▶ [Exercise aim]: The answer must be a single number: how many lines of the records below contain "oldProps".

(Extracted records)
=======
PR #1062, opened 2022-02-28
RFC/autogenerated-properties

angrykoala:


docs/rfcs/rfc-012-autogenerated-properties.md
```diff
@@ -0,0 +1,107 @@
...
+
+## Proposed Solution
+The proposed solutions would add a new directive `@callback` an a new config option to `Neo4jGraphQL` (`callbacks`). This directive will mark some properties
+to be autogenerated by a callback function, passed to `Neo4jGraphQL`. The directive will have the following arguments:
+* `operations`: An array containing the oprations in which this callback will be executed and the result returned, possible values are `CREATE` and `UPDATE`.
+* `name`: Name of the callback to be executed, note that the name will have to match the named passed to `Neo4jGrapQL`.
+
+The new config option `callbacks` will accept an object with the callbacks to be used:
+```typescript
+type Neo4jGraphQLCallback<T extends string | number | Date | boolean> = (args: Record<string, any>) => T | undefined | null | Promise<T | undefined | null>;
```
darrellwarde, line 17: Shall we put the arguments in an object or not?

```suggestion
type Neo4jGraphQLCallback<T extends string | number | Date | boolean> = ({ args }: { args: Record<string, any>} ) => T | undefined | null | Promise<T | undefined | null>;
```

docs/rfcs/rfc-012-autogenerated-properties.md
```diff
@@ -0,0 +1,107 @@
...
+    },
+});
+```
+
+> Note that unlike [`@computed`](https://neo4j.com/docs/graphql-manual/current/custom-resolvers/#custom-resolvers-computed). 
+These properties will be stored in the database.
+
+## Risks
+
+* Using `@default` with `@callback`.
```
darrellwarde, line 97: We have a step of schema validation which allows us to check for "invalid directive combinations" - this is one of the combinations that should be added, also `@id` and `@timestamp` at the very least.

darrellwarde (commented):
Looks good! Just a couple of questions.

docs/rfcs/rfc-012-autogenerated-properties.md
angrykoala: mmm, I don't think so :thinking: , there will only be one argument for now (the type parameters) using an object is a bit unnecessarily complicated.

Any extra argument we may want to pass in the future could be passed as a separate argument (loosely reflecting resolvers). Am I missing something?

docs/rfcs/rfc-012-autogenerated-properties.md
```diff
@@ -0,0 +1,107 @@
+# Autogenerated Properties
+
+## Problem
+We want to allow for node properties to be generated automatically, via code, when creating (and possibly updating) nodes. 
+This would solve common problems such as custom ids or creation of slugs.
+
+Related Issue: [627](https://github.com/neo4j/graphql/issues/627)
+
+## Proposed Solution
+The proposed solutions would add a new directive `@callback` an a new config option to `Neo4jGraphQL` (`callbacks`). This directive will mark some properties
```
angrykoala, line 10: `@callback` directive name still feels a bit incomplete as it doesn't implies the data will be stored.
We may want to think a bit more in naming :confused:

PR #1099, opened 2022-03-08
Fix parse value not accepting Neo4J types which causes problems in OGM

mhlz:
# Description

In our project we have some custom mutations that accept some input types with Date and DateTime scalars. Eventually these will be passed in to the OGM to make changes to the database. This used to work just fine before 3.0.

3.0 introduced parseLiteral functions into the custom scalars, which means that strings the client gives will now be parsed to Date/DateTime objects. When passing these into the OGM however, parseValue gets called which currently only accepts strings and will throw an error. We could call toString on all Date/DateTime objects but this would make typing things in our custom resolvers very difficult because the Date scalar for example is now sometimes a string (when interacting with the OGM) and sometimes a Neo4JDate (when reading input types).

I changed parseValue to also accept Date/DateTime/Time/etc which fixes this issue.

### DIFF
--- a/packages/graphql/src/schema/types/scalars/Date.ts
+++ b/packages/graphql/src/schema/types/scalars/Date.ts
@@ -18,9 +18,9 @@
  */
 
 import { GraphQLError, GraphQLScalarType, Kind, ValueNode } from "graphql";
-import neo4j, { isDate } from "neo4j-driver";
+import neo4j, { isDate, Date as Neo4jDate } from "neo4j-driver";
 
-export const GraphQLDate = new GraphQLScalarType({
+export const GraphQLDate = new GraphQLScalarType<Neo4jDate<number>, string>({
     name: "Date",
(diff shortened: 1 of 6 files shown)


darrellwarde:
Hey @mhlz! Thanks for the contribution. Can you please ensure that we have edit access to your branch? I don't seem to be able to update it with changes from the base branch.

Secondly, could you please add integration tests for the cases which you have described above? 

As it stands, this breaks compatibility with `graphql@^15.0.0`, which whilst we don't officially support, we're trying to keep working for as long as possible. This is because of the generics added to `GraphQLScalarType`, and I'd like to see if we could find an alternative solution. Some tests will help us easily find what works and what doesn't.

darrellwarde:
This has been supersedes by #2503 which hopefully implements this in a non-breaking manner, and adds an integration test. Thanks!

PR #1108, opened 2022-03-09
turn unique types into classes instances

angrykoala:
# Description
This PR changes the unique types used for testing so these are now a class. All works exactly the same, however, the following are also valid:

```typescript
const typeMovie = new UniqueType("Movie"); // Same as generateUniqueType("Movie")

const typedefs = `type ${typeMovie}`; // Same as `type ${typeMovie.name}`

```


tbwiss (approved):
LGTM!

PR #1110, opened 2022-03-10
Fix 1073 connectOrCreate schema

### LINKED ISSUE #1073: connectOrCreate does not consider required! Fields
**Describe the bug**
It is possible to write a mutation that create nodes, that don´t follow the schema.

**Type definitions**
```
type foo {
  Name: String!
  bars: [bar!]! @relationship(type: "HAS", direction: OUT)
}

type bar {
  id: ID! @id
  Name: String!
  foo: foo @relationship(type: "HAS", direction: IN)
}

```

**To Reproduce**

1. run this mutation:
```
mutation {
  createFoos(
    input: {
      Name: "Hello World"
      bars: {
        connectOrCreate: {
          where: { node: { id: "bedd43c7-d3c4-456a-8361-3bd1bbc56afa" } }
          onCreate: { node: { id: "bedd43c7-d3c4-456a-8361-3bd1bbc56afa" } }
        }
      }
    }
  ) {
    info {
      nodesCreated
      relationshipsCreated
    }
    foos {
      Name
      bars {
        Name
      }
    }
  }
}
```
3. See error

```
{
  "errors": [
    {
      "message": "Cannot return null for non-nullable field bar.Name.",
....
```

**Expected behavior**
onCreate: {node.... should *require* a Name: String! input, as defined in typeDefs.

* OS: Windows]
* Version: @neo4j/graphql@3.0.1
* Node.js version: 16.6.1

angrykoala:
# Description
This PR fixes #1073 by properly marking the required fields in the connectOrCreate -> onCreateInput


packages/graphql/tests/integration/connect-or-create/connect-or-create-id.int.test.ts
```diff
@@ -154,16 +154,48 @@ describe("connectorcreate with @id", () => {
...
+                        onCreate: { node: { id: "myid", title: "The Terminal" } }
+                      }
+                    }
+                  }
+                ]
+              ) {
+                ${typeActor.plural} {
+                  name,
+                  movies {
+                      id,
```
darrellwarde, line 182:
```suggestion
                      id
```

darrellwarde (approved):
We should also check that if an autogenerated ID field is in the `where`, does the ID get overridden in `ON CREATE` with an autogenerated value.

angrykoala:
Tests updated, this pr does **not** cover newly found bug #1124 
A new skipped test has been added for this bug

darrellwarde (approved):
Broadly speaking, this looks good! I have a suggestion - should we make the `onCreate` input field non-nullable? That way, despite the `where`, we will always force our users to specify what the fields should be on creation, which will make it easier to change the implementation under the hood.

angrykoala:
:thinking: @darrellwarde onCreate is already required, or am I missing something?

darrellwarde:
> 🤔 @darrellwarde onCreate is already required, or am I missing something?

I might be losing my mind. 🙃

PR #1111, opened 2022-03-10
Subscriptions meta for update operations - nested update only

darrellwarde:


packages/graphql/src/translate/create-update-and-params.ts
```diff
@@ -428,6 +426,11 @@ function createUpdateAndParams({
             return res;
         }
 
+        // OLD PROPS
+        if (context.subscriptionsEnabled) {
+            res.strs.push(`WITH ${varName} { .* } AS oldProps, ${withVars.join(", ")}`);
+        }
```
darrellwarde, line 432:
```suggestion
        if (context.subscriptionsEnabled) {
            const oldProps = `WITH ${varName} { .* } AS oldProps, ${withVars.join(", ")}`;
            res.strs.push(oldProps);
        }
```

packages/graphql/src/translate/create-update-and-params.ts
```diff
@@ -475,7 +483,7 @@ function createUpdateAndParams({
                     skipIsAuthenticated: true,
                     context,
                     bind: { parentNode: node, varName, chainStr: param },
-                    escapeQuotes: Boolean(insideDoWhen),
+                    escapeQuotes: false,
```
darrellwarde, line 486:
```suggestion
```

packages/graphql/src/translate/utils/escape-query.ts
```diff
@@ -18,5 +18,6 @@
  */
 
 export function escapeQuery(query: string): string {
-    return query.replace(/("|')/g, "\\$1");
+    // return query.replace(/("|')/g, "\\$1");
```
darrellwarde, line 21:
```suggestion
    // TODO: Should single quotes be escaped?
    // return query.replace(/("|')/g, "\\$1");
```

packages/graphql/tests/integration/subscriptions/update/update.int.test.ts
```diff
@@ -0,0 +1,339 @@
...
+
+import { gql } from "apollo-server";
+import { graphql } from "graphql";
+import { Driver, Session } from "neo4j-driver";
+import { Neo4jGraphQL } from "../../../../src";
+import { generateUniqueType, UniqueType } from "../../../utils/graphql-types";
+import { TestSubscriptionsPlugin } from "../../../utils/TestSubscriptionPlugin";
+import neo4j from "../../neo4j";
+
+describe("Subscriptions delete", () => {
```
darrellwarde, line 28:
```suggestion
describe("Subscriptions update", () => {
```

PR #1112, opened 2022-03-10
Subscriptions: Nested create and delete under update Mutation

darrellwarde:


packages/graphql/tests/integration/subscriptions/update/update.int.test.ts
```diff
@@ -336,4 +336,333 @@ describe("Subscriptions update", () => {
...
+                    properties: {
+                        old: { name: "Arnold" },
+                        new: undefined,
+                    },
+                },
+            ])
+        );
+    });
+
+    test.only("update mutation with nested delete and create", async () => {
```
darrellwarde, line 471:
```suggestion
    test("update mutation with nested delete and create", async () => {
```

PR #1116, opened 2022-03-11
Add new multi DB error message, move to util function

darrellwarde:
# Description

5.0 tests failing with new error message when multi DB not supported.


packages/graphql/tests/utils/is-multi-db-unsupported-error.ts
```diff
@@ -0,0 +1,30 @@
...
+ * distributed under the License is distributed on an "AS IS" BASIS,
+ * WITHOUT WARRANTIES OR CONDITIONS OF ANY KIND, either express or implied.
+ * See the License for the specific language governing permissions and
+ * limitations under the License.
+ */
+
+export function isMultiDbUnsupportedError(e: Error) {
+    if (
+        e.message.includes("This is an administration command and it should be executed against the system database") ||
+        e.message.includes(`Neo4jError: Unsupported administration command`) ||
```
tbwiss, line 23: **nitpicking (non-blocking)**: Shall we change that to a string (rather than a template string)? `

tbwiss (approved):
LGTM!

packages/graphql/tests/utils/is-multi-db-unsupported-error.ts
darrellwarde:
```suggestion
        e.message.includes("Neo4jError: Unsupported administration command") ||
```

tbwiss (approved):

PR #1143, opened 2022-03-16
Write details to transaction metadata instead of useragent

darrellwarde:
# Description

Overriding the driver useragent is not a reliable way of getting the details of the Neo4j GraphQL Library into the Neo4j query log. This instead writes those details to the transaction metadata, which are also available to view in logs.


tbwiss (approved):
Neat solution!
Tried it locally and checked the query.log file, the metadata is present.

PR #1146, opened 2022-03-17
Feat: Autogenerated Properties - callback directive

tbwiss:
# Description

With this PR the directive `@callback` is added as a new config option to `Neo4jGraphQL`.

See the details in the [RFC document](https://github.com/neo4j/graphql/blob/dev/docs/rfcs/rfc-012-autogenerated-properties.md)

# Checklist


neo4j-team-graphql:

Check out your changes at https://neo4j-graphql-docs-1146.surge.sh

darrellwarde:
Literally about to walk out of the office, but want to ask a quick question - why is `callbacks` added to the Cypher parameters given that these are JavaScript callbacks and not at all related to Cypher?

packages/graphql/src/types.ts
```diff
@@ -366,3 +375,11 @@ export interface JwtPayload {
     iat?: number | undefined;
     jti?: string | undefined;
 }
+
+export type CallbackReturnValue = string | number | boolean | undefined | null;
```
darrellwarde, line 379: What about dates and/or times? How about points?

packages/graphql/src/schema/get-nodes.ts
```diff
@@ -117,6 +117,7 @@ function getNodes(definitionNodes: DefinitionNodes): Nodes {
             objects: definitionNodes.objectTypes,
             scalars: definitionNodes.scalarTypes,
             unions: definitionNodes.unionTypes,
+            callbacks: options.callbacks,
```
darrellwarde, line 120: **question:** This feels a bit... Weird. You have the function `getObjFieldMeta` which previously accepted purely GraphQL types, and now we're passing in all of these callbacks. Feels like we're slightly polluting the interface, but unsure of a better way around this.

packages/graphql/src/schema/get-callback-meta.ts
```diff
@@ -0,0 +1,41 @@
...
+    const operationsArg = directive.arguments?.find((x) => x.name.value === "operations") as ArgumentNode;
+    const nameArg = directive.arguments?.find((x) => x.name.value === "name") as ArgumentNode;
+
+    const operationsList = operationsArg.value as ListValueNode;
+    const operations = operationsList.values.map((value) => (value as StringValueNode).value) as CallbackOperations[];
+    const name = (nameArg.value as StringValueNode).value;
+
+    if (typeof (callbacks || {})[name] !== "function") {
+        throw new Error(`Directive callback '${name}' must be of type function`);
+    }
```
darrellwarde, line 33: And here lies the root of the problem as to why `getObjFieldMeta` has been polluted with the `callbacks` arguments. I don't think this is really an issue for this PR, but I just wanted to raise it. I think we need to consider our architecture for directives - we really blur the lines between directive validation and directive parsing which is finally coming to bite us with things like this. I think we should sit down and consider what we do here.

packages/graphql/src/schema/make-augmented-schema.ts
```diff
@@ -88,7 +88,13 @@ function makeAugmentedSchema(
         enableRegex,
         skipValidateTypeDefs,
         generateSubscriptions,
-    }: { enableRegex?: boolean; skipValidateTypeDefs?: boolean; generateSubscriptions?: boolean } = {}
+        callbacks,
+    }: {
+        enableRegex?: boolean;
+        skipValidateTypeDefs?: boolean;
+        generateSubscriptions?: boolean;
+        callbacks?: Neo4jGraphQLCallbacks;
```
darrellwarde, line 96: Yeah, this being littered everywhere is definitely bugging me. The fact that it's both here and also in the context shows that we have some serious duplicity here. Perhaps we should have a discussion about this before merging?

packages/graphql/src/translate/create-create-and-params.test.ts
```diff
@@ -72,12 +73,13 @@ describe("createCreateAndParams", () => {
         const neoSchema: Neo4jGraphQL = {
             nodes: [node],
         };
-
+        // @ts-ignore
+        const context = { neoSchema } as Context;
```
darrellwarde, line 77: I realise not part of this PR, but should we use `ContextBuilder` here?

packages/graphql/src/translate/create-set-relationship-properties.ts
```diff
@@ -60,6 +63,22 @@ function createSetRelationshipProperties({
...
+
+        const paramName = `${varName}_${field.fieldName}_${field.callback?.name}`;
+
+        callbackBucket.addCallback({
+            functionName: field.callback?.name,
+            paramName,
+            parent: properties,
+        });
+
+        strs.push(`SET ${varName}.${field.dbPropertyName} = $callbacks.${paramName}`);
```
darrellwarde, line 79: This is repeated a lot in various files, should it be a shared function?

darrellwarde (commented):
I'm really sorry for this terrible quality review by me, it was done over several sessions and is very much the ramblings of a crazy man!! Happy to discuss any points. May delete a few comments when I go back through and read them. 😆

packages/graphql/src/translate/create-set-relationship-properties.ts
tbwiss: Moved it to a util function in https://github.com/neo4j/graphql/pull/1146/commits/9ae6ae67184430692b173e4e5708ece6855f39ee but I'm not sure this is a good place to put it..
=======
▶ [Your solution]: 3